**TASK ITEM**. Repeat the entire listing below exactly.

**PROVIDED DATA**.
↓

PR #3930, opened 2023-01-05
Prepare tests for hardhat-exposed transition

Amxx:
#3816 included a change to [ERC721VotesMock.sol](https://github.com/OpenZeppelin/openzeppelin-contracts/commit/e2d2ebc8fcb8d5582b262dd94f432a40df43b114#diff-4636cd79383e8fd8ecbcb6e103d5ac9903f6cdd3132f09eb3f97950721bbc0d2), adding a dummy argument to match ERC20Votes burn function.

This causes issues when removing the mocks in favor of the `hardhat-exposed` plugin.

This PR removes this dummy parameter, and gives the `Votes.behavior.js` the ability to detect the burn function signature, and to adapt the arguments accordingly

#### PR Checklist

- [x] Tests


test/governance/utils/Votes.test.js
```diff
@@ -21,41 +27,56 @@ contract('Votes', function (accounts) {
...
-      this.tx1 = await this.votes.mint(account1, 1);
-      this.tx2 = await this.votes.mint(account2, 1);
-      this.tx3 = await this.votes.mint(account3, 1);
+      this.txs = await Promise.all(Object.entries(amounts).map(kv => this.votes.mint(...kv)));
     });
 
     it('reverts if block number >= current block', async function () {
       await expectRevert(
-        this.votes.getPastTotalSupply(this.tx3.receipt.blockNumber + 1),
+        this.votes.getPastTotalSupply(this.txs.at(-1).receipt.blockNumber + 1),
```
frangio, line 35: Tests are failing because `.at` is not available until Node 16. Ideally our tests should run on Node 14 which is not deprecated until May this year. This is why the CI is configured with Node 14.

We can fix this by installing the dependency `array.prototype.at` and adding `require('array.prototype.at/auto')` at the top of this file.

test/governance/utils/Votes.test.js
```diff
@@ -21,41 +27,56 @@ contract('Votes', function (accounts) {
 
   describe('performs voting operations', function () {
     beforeEach(async function () {
-      this.tx1 = await this.votes.mint(account1, 1);
-      this.tx2 = await this.votes.mint(account2, 1);
-      this.tx3 = await this.votes.mint(account3, 1);
+      this.txs = await Promise.all(Object.entries(amounts).map(kv => this.votes.mint(...kv)));
```
frangio, line 30: I feel that we should avoid this pattern because it hurts readability, which is important for tests as made explicit [in the new guidelines](https://github.com/frangio/openzeppelin-contracts/blob/5533d7e9fcba862797231c5961ea452a12ba3083/GUIDELINES.md#testing).

My recommendation here would be to use a for loop, sort of like this:

```suggestion
      this.txs = [];
      for (const [account, amount] of Object.entries(amounts)) {
        this.txs.push(await this.votes.mint(account, amount));
      }
```

It doesn't have to be exactly like this but I'm just hoping we can make it a bit more readable with simpler code.

test/token/ERC721/extensions/ERC721Votes.test.js
```diff
@@ -9,8 +9,14 @@ const { shouldBehaveLikeVotes } = require('../../../governance/utils/Votes.behav
...
   const [ account1, account2, account1Delegatee, other1, other2 ] = accounts;
-  this.name = 'My Vote';
+  const name = 'My Vote';
   const symbol = 'MTKN';
+  const tokens = [
+    '10000000000000000000000000',
+    '10',
+    '20',
+    '30',
+  ].map(web3.utils.toBN);
```
frangio, line 19: Because of the other arguments passed from `map` (index, etc.) we should do this to be sure they aren't affecting the result:

```suggestion
  ].map(n => web3.utils.toBN(n));
```

test/governance/utils/Votes.behavior.js
```diff
@@ -245,95 +247,95 @@ function shouldBehaveLikeVotes () {
...
-      it('generally returns the voting balance at the appropriate checkpoint', async function () {
-        const t1 = await this.votes.mint(this.account1, this.token1);
-        await time.advanceBlock();
-        await time.advanceBlock();
-        const t2 = await this.votes.burn(this.account1, this.token1);
-        await time.advanceBlock();
-        await time.advanceBlock();
-        const t3 = await this.votes.mint(this.account1, this.token2);
+      it('generally returns the voting balance at the appropriate checkpoint #2', async function () {
+        const blockNumber = await time.latestBlock().then(Number);
```
frangio, line 269:
```suggestion
        const blockNumber = Number(await time.latestBlock());
```

test/governance/utils/Votes.behavior.js
```diff
@@ -245,95 +247,95 @@ function shouldBehaveLikeVotes () {
         expect(await this.votes.getPastTotalSupply(0)).to.be.bignumber.equal('0');
       });
 
-      it('returns the latest block if >= last checkpoint block', async function () {
-        const t1 = await this.votes.mint(this.account1, this.token0);
-        await time.advanceBlock();
+      it('generally returns the voting balance at the appropriate checkpoint #1', async function () {
```
frangio, line 250: This test title can be improved. Why is there `#1` and `#2`? And note that this is testing for the total supply, not the balance.

frangio (approved):
LGTM

frangio:
- https://github.com/OpenZeppelin/openzeppelin-contracts/pull/3949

↑

**SOLUTION BELOW**.
PR #3930, opened 2023-01-05
Prepare tests for hardhat-exposed transition

Amxx:
#3816 included a change to [ERC721VotesMock.sol](https://github.com/OpenZeppelin/openzeppelin-contracts/commit/e2d2ebc8fcb8d5582b262dd94f432a40df43b114#diff-4636cd79383e8fd8ecbcb6e103d5ac9903f6cdd3132f09eb3f97950721bbc0d2), adding a dummy argument to match ERC20Votes burn function.

This causes issues when removing the mocks in favor of the `hardhat-exposed` plugin.

This PR removes this dummy parameter, and gives the `Votes.behavior.js` the ability to detect the burn function signature, and to adapt the arguments accordingly

#### PR Checklist

- [x] Tests


test/governance/utils/Votes.test.js
```diff
@@ -21,41 +27,56 @@ contract('Votes', function (accounts) {
...
-      this.tx1 = await this.votes.mint(account1, 1);
-      this.tx2 = await this.votes.mint(account2, 1);
-      this.tx3 = await this.votes.mint(account3, 1);
+      this.txs = await Promise.all(Object.entries(amounts).map(kv => this.votes.mint(...kv)));
     });
 
     it('reverts if block number >= current block', async function () {
       await expectRevert(
-        this.votes.getPastTotalSupply(this.tx3.receipt.blockNumber + 1),
+        this.votes.getPastTotalSupply(this.txs.at(-1).receipt.blockNumber + 1),
```
frangio, line 35: Tests are failing because `.at` is not available until Node 16. Ideally our tests should run on Node 14 which is not deprecated until May this year. This is why the CI is configured with Node 14.

We can fix this by installing the dependency `array.prototype.at` and adding `require('array.prototype.at/auto')` at the top of this file.

test/governance/utils/Votes.test.js
```diff
@@ -21,41 +27,56 @@ contract('Votes', function (accounts) {
 
   describe('performs voting operations', function () {
     beforeEach(async function () {
-      this.tx1 = await this.votes.mint(account1, 1);
-      this.tx2 = await this.votes.mint(account2, 1);
-      this.tx3 = await this.votes.mint(account3, 1);
+      this.txs = await Promise.all(Object.entries(amounts).map(kv => this.votes.mint(...kv)));
```
frangio, line 30: I feel that we should avoid this pattern because it hurts readability, which is important for tests as made explicit [in the new guidelines](https://github.com/frangio/openzeppelin-contracts/blob/5533d7e9fcba862797231c5961ea452a12ba3083/GUIDELINES.md#testing).

My recommendation here would be to use a for loop, sort of like this:

```suggestion
      this.txs = [];
      for (const [account, amount] of Object.entries(amounts)) {
        this.txs.push(await this.votes.mint(account, amount));
      }
```

It doesn't have to be exactly like this but I'm just hoping we can make it a bit more readable with simpler code.

test/token/ERC721/extensions/ERC721Votes.test.js
```diff
@@ -9,8 +9,14 @@ const { shouldBehaveLikeVotes } = require('../../../governance/utils/Votes.behav
...
   const [ account1, account2, account1Delegatee, other1, other2 ] = accounts;
-  this.name = 'My Vote';
+  const name = 'My Vote';
   const symbol = 'MTKN';
+  const tokens = [
+    '10000000000000000000000000',
+    '10',
+    '20',
+    '30',
+  ].map(web3.utils.toBN);
```
frangio, line 19: Because of the other arguments passed from `map` (index, etc.) we should do this to be sure they aren't affecting the result:

```suggestion
  ].map(n => web3.utils.toBN(n));
```

test/governance/utils/Votes.behavior.js
```diff
@@ -245,95 +247,95 @@ function shouldBehaveLikeVotes () {
...
-      it('generally returns the voting balance at the appropriate checkpoint', async function () {
-        const t1 = await this.votes.mint(this.account1, this.token1);
-        await time.advanceBlock();
-        await time.advanceBlock();
-        const t2 = await this.votes.burn(this.account1, this.token1);
-        await time.advanceBlock();
-        await time.advanceBlock();
-        const t3 = await this.votes.mint(this.account1, this.token2);
+      it('generally returns the voting balance at the appropriate checkpoint #2', async function () {
+        const blockNumber = await time.latestBlock().then(Number);
```
frangio, line 269:
```suggestion
        const blockNumber = Number(await time.latestBlock());
```

test/governance/utils/Votes.behavior.js
```diff
@@ -245,95 +247,95 @@ function shouldBehaveLikeVotes () {
         expect(await this.votes.getPastTotalSupply(0)).to.be.bignumber.equal('0');
       });
 
-      it('returns the latest block if >= last checkpoint block', async function () {
-        const t1 = await this.votes.mint(this.account1, this.token0);
-        await time.advanceBlock();
+      it('generally returns the voting balance at the appropriate checkpoint #1', async function () {
```
frangio, line 250: This test title can be improved. Why is there `#1` and `#2`? And note that this is testing for the total supply, not the balance.

frangio (approved):
LGTM

frangio:
- https://github.com/OpenZeppelin/openzeppelin-contracts/pull/3949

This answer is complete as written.